Segundo De Toni, a geração de empregos no futuro também pode ser afetada. “O aumento de custos que as empresas têm em relação ao dólar aumenta o preço aos consumidores e vai comprimir o lucro das empresas. Isso pode diminuir no futuro a capacidade que essas empresas têm para investir, que vem da receita que elas tiveram no passado e o que vai diminuir uma geração de empregos menor no futuro”, avalia. Para ele, outra consequência do aumento do dólar é que as empresas brasileiras estão endividadas em dólar, principalmente as de médio e grande porte que tomaram empréstimo para aumentar oferta. “Isso afeta sua capacidade de pagamento em dólar”.

O professor de Finanças da FGV EAESP Cesar Caselani alerta que quem vai viajar ao exterior deve ficar atento com essa volatilidade muito grande no câmbio, e redobrar o cuidado com relação ao custo da viagem. “A pessoa vai ter que tomar muito cuidado para depois não ter surpresas desagradáveis na volta da viagem, especialmente se for usar o cartão de crédito, o que eu não recomendaria. Levar a moeda em espécie e já garantir uma taxa de câmbio seria melhor”, sugeriu. Ele aconselha que as empresas, especialmente as que têm qualquer tipo de dívida em dólar, devem tentar reduzir o endividamento, já que o risco que atual em relação ao câmbio é muito alto.
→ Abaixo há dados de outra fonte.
PR #244, opened 2025-03-19
refactor: Small updates. Make pipeline internal, add check for warm_up

sjrl:
### Related Issues

- fixes #issue-number

### Proposed Changes:

 
 
- Make underlying pipeline internal. In case we want to change the logic in the future we can do so more easily without breaking changes.
- Add missing check for running warm_up in the run method
- Use thread safe import in the load_component function

### How did you test it?

Existing tests

### Checklist

- I documented my code

### DIFF
--- a/haystack_experimental/components/agents/agent.py
+++ b/haystack_experimental/components/agents/agent.py
@@ -2,7 +2,6 @@
 #
 # SPDX-License-Identifier: Apache-2.0
 
-import importlib
 from typing import TYPE_CHECKING, Any, Dict, List, Optional, Union
 
 from haystack import Pipeline, component, default_from_dict, default_to_dict, logging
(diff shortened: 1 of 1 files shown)


haystack_experimental/components/agents/agent.py
```diff
@@ -262,6 +261,9 @@ def run(
         :param kwargs: Additional keyword arguments matching the defined input types
         :return: Dictionary containing messages and outputs matching the defined output types
         """
+        if not self._is_warmed_up:
+            raise RuntimeError("The component Agent wasn't warmed up. Run 'warm_up()' before calling 'run()'.")
```
sjrl, line 265: @anakin87 what's your take on this? It's not technically needed since we eventually call self._pipeline.run() which does call `warm_up` internally. I guess good to have in case we ever decide to not use `Pipeline` to run Agent?

anakin87: It seems consistent with other components in our codebase, so I'm OK with this approach.

anakin87 (approved):
👍

haystack_experimental/components/agents/agent.py
sjrl: After talking with @julian-risch for a similar topic about SuperComponents that it doesn't make sense to have the check since it technically isn't needed since pipeline.run will warm up the components. 

So removing for now, but could come back if we go with my proposal [here](https://github.com/deepset-ai/haystack-experimental/pull/245)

Para ele, a economia deve retomar lentamente nos próximos meses. “Imagino que a gente vá caminhar assim nos próximos meses, daqui a pouco temos uma Copa do Mundo, e o país tende a parar neste evento; depois nós temos essa indefinição com as eleições e isso cria um misto de desalento com expectativa. Essa espera vai minando os investimentos e até mesmo a procura de emprego”.